§ To do: Determine the count of lines in the following entries that contain the string "support". Write only the number.

§ Data:
PR #65, opened 2024-08-03
improvement: support "notices"

ibarakaiev:
### Contributor checklist

This PR adds the support for "notices", which is the programmable output that will be printed once an Igniter runs successfully. They are printed in green, and are intended for things like "next steps" and such.

UPD: this PR also pretties up the output by surrounding relevant warning and notice sections with blank lines where necessary. The old "Notices" has also been renamed to "Warnings".

### DIFF
--- a/lib/igniter.ex
+++ b/lib/igniter.ex
@@ -3,7 +3,7 @@ defmodule Igniter do
   Tools for generating and patching code into an Elixir project.
   """
 
-  defstruct [:rewrite, issues: [], tasks: [], warnings: [], assigns: %{}, moves: %{}]
+  defstruct [:rewrite, issues: [], tasks: [], warnings: [], notices: [], assigns: %{}, moves: %{}]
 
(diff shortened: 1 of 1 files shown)


zachdaniel:
There are places where you edit a file that you can return `{:warning, ...}` and `{:error, ...}`, we should make those support `{:notice, ...}` as well. Otherwise, LGTM!

ibarakaiev:
What should the return format be? `{:notice, {zipper, notice}}` or something like that? For warnings and errors, a zipper is not modified, but for notices it is. I almost feel like notices should only ever be added for things like "next steps" or "please read the README here: ..." so I'm not sure what would be a use case for returning a notice tuple like that 🤔

zachdaniel:
🤔 yeah, okay good point. Lets leave it :) So this is ready to go?

ibarakaiev:
Yeah, I think so!

zachdaniel:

§ Answer to this exercise: 3